» **TASK ITEM**:
Set out exactly, and with nothing added, the line containing "feat(docs): Aws Adapter" and every line after it through the final line of the data.

» **DATA SHOWN**:
PR #1149, opened 2021-10-15
feat(docs): Aws Adapter

ansgarm:
Adds docs for the new AWS Adapter (originally #1123, now moved to separate repository [cdktf-aws-cdk](https://github.com/hashicorp/cdktf-aws-cdk))


ansgarm:
Thanks @laurapacilio 💯
Added all suggestions as they were ✨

» **FINAL ANSWER**:
feat(docs): Aws Adapter

ansgarm:
Adds docs for the new AWS Adapter (originally #1123, now moved to separate repository [cdktf-aws-cdk](https://github.com/hashicorp/cdktf-aws-cdk))


ansgarm:
Thanks @laurapacilio 💯
Added all suggestions as they were ✨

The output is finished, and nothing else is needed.